1. x is a leaf node if, among it and its two neighbors, it is the last to be chosen. Therefore, when x is neither the smallest nor the largest element, the probability that it is a leaf is 1/3. When it is the smallest or largest, there is only one neighbor, and the probability that it is a leaf is 1/2.

2. The root can have rank four if it has two children that are both of rank 2. To minimize the number of nodes in the tree, each of the two nodes of rank 2 should have one child of rank 1 (with two external nodes as its children) and one of rank 0 (an external node itself). Thus, the total number of nodes in the tree is 11.

3a. One possible choice is to set w_i = 1/i^2.  Then W = sum(1/i^2) = O(1) (see https://en.wikipedia.org/wiki/Basel_problem) and log(W/w_i)=2 log i = O(log i).
It would also work to use 1/i^c for any constant c > 1. However, using 1/i as the weight does not work, because then we would have W = Theta(log n).

3b. There was a typo in this part: I meant to state that the sorted order by value is the same as the sorted order by frequency, so that the most-frequently accessed item would be leftmost in the tree, etc.
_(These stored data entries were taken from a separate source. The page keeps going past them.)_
PR #76, opened 2021-04-17
T211837: Fix timing issues in watcher

### LINKED ISSUE #73: Watcher sometimes recording old state
This is a hard to reproduce error, as it occurs only sporadically. I have not been able to pin down the exact circumstances under which it occurs.

As far as I have been able to understand, the wrong behavior is as follows:
1. I use `zodbsync pick` to pick some commits, which modifies some objects as well as adding some. The changed or added objects are played back into the ZODB.
2. The watcher notices that the objects have been changed and starts to record them
3. Of the changed objects, the watcher records their *old* state instead of the new one, overwriting the state that was created by the pick.

The correct new state of the objects is present in Zope, but not on the file system. Further sweeps do not pick up any additional transactions and do not correct this.

This should not happen. The watcher should always see the objects in the state after the transaction currently stored in `self.last_visible_txn`.

This might be related to the watcher tests failing sporadically, which is also hard to pin down. One example traceback is:
```
===================================================== FAILURES ======================================================
____________________________________________ TestSync.test_watch_change _____________________________________________

self = <perfact.zodbsync.tests.test_sync.TestSync object at 0x7fa274097e80>
conn = <perfact.zodbsync.helpers.Namespace object at 0x7fa2740d1eb0>

    def test_watch_change(self, conn):
        """
        Start the watcher, change something using the second connection without
        commiting yet, do a step on the watcher, make sure the change is not
        yet visible, then commit the change and do another step, making sure
        that it is now present.
        """
        fname = self.repo.path + '/__root__/__meta__'
        watcher = self.runner('watch')
        watcher.setup()
        conn.tm.begin()
        conn.app._addRole('TestRole')
        watcher.step()
        assert 'TestRole' not in open(fname).read()
        conn.tm.commit()
        watcher.step()
>       assert 'TestRole' in open(fname).read()
E       assert 'TestRole' in "[\n    ('is_root', True),\n    ('perms', [\n        ('Access contents information', False, ['Anonymous', 'Manager']),...bDAV access', False, ['Authenticated', 'Manager']),\n        ]),\n    ('title', 'Zope'),\n    ('type', 'Folder'),\n]\n"
E        +  where "[\n    ('is_root', True),\n    ('perms', [\n        ('Access contents information', False, ['Anonymous', 'Manager']),...bDAV access', False, ['Authenticated', 'Manager']),\n        ]),\n    ('title', 'Zope'),\n    ('type', 'Folder'),\n]\n" = <built-in method read of _io.TextIOWrapper object at 0x7fa2740e7380>()
E        +    where <built-in method read of _io.TextIOWrapper object at 0x7fa2740e7380> = <_io.TextIOWrapper name='/tmp/tmp0ox63v_h/__root__/__meta__' mode='r' encoding='UTF-8'>.read
E        +      where <_io.TextIOWrapper name='/tmp/tmp0ox63v_h/__root__/__meta__' mode='r' encoding='UTF-8'> = open('/tmp/tmp0ox63v_h/__root__/__meta__')

perfact/zodbsync/tests/test_sync.py:356: AssertionError
```

viktordick:
Since I could not find a way to get the current transaction ID after
starting a transaction, lastTransaction() should be read before the
transaction is started. This ensures that we do not read an old state
and miss important changes in all further updates because we already
assumed we were reading the state at the transaction stored in
`self.last_visible_transaction`.

Fixes #73.

### DIFF
--- a/CHANGELOG
+++ b/CHANGELOG
@@ -1,3 +1,6 @@
+4.1.5.dev0
+  * Fix timing issues in watcher
+
 4.1.4
   * Add subcommand `exec` to capture many git operations
 
--- a/perfact/zodbsync/commands/watch.py
+++ b/perfact/zodbsync/commands/watch.py
@@ -58,20 +58,7 @@ class Watch(SubCommand):
         effect up to this ID is visible in the current transaction and every
         effect for transaction IDs above this are not yet visible.
         '''
-        # by default, take the last transaction in the undo record
-        records = self.app._p_jar.db().undoInfo(0, 1)
-        if not len(records):
-            # after packing, no undo records exist. Return zero
-            self.last_visible_txn = b'\x00'*8
-            return
-        self.last_visible_txn = base64.b64decode(records[0]['id'])
-        # check if there are transactions we do not see yet
-        if getattr(self.app._p_jar, '_txn_time', None):
-            # if this is set, it is the first transaction that we can not yet
-            # see, so we subtract one
-            self.last_visible_txn = _decrement_txnid(
-                self.app._p_jar._txn_time
-            )
+        self.last_visible_txn = self.app._p_jar._db.lastTransaction()
 
     def _store_last_visible_txn(self):
         '''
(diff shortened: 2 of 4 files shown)


viktordick:
Ran 100 tests of `test_watch_move` with this and it never failed. On `master`, it failed about one out of 10 runs.

gandie (commented):
Test are fine, code looks good.

lgtm!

One solution (for the problem as intended) would be to make a sequence
of complete binary trees of size 1, 3, 7, 15, 31, etc
and then make the tree of size 1 be the left child of the root,
the tree of size 3 be the left child of the root's right child,
the tree of size 7 be the left child of the root's rightmost grandchild,
the tree of size 15 be the left child of the root's rightmost great-grandchild,
etc. Stop this process when you have at least n nodes, trimming the last of the complete binary trees arbitrarily to reduce the total number of nodes to exactly n, and then fill in the values into the tree in left-to-right order.